• _Task prompt_: Set down, character for character, everything in the records below from the line holding "PR #1682, opened 2026-03-24" down to the line holding "Added preserve_id boolean", and no other line.

[[ Data under study, beginning ]]

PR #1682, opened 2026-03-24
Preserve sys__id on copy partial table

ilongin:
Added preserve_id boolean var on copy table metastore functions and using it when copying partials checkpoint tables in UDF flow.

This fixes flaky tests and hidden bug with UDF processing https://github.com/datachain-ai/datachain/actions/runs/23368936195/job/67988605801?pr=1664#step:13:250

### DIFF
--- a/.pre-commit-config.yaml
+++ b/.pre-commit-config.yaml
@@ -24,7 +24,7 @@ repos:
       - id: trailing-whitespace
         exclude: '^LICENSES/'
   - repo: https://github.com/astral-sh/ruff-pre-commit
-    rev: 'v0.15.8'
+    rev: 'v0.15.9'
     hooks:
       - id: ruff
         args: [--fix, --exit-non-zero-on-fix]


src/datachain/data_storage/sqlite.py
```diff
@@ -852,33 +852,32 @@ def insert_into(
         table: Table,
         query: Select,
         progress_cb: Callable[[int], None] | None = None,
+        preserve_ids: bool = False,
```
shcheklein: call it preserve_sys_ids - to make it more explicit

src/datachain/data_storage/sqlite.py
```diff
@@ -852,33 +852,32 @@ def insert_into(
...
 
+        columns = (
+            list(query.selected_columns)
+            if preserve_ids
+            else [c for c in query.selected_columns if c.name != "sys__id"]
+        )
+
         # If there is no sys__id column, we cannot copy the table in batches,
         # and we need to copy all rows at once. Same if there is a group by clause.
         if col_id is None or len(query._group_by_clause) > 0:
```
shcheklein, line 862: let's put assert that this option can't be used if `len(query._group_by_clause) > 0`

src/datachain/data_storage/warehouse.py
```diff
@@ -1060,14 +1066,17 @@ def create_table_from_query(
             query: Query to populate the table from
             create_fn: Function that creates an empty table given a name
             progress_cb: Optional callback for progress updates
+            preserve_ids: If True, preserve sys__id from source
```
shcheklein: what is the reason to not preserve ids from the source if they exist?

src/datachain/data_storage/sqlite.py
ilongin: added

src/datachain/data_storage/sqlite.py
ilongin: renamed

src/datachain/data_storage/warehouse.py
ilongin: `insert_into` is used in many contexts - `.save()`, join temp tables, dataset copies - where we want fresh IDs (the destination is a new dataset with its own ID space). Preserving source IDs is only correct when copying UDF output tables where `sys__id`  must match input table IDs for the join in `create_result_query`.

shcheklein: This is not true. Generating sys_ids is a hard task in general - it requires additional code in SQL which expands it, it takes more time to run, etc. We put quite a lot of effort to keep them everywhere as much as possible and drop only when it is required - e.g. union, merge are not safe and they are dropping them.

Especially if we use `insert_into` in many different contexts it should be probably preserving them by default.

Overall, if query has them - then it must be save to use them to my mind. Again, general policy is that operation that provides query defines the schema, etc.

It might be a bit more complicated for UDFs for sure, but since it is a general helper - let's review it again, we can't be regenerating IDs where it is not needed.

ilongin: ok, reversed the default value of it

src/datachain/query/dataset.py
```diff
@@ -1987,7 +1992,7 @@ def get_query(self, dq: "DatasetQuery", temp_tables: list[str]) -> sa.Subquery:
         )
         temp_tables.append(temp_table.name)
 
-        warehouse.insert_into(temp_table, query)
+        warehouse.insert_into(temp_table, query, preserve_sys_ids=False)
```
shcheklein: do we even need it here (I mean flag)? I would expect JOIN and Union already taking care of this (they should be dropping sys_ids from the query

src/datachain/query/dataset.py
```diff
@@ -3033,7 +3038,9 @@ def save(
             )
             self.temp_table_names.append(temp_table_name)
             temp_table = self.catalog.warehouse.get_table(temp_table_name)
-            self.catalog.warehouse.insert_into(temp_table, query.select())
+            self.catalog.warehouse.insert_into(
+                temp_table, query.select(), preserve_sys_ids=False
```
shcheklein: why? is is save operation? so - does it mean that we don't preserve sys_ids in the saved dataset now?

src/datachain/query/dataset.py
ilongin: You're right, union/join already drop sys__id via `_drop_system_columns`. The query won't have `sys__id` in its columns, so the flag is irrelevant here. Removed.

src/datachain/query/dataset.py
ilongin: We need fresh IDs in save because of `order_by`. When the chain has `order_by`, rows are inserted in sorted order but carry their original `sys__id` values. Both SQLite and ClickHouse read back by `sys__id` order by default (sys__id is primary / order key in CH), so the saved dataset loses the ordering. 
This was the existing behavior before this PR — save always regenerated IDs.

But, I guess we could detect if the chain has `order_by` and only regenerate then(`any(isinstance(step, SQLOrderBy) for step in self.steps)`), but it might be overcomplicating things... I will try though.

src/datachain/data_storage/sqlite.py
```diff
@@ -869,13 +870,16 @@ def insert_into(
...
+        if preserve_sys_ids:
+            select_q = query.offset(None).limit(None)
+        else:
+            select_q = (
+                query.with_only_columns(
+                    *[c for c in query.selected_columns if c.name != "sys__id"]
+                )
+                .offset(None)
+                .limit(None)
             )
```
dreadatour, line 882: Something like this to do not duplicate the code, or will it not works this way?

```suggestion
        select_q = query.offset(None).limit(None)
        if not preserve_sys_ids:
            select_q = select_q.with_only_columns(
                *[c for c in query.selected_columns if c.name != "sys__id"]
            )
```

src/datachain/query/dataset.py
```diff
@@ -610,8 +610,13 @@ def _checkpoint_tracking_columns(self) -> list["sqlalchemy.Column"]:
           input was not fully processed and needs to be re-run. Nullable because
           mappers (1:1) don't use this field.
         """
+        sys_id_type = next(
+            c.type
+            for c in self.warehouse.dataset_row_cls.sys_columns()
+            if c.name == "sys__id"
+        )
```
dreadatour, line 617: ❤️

[[ Data under study, end ]]
[[ Data under study, beginning ]]

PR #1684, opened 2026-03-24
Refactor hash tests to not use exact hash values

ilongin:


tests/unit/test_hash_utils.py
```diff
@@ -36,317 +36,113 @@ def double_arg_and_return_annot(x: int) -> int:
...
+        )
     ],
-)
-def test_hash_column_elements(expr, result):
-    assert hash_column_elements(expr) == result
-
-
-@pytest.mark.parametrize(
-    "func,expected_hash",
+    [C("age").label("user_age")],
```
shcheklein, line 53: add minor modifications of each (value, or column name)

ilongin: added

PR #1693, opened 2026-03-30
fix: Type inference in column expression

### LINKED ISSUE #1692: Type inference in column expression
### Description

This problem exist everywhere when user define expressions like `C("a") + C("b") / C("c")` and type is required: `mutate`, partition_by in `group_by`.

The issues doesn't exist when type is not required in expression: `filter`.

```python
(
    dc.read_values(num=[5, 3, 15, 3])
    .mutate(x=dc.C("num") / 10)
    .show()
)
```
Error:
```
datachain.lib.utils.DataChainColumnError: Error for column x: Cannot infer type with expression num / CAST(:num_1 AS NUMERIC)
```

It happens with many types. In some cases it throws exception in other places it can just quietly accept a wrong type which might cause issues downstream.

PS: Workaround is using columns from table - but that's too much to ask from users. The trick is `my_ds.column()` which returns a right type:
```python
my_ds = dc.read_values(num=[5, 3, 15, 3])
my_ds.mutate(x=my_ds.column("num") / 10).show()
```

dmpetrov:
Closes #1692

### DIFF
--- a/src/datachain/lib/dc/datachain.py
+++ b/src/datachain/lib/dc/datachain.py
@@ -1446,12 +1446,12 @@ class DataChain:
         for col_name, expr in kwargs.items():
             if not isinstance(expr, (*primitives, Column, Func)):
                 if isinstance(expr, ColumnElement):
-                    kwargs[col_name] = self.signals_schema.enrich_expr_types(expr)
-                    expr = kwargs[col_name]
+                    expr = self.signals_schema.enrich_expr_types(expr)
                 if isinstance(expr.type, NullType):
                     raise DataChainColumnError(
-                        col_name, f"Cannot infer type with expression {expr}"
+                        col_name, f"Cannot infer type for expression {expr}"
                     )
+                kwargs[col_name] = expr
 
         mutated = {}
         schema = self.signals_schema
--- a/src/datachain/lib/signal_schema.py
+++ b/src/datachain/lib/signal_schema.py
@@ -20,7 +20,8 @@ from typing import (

[[ Data under study, end ]]

• _Reply_:
PR #1682, opened 2026-03-24
Preserve sys__id on copy partial table

ilongin:
Added preserve_id boolean var on copy table metastore functions and using it when copying partials checkpoint tables in UDF flow.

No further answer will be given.